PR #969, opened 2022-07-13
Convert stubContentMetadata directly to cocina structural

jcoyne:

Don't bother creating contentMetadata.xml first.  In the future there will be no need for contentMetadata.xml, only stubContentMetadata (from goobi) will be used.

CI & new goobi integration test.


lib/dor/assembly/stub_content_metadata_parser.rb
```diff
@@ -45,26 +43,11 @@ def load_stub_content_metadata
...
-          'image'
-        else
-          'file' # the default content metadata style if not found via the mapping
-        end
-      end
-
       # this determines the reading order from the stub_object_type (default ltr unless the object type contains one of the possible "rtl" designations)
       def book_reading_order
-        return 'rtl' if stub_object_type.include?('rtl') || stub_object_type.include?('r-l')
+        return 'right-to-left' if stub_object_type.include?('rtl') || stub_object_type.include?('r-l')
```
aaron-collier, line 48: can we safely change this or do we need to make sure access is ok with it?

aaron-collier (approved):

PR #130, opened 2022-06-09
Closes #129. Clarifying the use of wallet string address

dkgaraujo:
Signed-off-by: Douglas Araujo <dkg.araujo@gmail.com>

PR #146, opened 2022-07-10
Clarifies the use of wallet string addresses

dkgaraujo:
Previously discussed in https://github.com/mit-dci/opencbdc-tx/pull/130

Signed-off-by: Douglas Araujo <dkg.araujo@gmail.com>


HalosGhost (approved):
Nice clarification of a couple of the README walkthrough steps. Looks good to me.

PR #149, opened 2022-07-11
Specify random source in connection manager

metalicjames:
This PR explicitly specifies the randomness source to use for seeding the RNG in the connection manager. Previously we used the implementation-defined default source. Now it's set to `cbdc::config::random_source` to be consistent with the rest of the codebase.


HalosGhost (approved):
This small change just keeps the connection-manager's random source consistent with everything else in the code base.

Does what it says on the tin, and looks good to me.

━━━━━━

Up to and including the last line above, starting with the line that contains "Nice clarification of", return each line exactly and nothing else.

[Answer for this exercise]:
Nice clarification of a couple of the README walkthrough steps. Looks good to me.

PR #149, opened 2022-07-11
Specify random source in connection manager

metalicjames:
This PR explicitly specifies the randomness source to use for seeding the RNG in the connection manager. Previously we used the implementation-defined default source. Now it's set to `cbdc::config::random_source` to be consistent with the rest of the codebase.


HalosGhost (approved):
This small change just keeps the connection-manager's random source consistent with everything else in the code base.

Does what it says on the tin, and looks good to me.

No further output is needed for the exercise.